What is needed:
Look through the lines below, find those with the word "little", and copy them.

Segment Open

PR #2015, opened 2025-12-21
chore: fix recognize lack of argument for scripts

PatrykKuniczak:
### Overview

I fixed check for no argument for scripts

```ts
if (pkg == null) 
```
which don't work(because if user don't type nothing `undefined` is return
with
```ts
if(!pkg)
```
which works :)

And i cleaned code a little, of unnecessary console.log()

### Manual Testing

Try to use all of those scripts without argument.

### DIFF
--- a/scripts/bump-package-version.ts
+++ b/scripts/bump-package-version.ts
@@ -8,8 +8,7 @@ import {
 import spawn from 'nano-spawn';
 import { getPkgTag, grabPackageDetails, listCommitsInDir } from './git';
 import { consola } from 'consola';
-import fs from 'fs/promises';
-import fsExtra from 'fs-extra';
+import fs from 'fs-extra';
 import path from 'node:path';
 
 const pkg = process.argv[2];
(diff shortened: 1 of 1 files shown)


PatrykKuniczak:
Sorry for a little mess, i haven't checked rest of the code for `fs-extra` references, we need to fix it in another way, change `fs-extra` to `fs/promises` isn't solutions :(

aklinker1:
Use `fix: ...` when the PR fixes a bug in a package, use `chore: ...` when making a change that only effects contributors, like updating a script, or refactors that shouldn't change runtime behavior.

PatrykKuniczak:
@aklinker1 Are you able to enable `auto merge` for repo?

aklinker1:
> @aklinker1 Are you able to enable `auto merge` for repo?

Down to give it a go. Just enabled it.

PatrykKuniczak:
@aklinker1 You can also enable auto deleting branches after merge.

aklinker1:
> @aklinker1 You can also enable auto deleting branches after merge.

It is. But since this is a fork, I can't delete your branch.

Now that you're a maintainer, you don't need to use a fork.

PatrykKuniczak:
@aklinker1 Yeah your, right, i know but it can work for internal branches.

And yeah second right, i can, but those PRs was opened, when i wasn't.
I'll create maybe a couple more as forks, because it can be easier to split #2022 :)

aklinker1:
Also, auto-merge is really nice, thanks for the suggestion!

Segment Closed
Segment Open

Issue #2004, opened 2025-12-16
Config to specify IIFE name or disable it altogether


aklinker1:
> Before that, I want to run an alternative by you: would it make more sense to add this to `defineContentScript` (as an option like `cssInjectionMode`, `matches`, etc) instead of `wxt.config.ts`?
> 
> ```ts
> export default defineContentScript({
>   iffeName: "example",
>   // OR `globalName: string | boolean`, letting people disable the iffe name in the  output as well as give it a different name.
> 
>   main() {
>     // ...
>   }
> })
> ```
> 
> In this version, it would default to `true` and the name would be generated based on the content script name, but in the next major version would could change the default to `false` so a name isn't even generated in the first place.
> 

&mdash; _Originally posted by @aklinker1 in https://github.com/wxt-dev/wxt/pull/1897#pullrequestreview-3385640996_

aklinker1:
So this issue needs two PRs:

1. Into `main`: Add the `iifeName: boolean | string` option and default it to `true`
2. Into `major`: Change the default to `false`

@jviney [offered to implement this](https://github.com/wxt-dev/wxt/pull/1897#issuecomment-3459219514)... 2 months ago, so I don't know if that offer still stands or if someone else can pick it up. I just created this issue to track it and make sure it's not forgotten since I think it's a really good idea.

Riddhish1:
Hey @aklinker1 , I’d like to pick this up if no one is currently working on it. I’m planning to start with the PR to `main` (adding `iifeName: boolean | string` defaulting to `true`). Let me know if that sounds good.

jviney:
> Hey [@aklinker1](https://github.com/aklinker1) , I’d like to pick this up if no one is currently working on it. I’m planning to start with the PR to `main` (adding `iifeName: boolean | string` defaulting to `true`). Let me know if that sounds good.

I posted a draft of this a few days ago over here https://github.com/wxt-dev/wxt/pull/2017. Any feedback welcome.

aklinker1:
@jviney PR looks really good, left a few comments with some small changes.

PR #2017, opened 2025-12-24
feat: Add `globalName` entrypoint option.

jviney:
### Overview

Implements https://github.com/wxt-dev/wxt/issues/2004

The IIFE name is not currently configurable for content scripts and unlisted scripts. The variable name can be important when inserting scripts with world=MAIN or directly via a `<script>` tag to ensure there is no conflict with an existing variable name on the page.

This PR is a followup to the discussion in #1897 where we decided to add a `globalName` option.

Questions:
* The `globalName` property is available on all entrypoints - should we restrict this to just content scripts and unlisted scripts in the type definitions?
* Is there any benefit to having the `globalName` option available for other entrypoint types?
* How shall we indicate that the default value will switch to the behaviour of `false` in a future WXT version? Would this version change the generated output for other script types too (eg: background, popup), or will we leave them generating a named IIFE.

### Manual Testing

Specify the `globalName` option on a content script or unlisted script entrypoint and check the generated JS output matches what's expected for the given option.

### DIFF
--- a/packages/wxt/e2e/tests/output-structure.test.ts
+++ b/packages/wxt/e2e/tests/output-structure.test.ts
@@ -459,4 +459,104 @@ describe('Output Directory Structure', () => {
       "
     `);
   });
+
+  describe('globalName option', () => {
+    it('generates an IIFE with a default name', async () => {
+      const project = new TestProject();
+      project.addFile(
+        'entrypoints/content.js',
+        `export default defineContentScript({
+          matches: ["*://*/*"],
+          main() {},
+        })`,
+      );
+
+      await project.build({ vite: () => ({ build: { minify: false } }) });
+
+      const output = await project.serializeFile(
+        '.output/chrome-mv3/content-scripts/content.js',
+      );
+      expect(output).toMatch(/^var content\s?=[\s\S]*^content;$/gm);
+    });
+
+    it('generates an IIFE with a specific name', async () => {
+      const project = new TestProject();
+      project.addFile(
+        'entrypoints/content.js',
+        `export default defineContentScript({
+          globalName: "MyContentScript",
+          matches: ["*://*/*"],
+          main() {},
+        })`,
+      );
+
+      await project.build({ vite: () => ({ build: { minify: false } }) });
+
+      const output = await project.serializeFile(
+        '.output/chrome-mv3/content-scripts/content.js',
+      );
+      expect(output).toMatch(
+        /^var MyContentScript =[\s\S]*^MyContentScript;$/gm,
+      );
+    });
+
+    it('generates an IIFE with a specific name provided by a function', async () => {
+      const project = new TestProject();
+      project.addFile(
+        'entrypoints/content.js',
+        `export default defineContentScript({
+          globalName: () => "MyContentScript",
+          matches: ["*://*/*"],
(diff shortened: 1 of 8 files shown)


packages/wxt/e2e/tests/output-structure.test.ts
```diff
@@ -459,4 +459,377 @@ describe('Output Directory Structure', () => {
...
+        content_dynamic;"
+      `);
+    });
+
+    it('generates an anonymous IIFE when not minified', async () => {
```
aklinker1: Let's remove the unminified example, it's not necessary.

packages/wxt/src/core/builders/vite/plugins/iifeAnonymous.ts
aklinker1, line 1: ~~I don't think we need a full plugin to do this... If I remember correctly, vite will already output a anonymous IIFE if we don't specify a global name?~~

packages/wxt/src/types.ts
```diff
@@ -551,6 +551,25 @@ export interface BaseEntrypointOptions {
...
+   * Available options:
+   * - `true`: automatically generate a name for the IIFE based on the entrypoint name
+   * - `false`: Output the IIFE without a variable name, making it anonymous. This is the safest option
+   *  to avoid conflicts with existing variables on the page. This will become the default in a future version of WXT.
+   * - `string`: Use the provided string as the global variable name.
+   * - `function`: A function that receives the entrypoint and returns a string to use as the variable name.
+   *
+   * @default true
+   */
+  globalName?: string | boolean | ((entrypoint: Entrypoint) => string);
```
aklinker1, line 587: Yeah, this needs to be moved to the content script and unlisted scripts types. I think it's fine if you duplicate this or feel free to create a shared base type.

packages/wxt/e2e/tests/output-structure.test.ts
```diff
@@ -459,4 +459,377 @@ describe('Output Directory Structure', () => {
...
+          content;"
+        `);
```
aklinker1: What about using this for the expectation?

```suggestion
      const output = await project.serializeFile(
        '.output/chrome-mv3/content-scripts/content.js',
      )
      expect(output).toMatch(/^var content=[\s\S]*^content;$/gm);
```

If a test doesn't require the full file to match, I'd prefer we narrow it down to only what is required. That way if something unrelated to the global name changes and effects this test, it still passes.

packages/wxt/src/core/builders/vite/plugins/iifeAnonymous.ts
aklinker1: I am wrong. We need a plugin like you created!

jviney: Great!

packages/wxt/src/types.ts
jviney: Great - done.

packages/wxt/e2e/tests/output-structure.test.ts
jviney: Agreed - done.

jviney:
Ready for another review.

Segment Closed

Finished task:
And i cleaned code a little, of unnecessary console.log()
Sorry for a little mess, i haven't checked rest of the code for `fs-extra` references, we need to fix it in another way, change `fs-extra` to `fs/promises` isn't solutions :(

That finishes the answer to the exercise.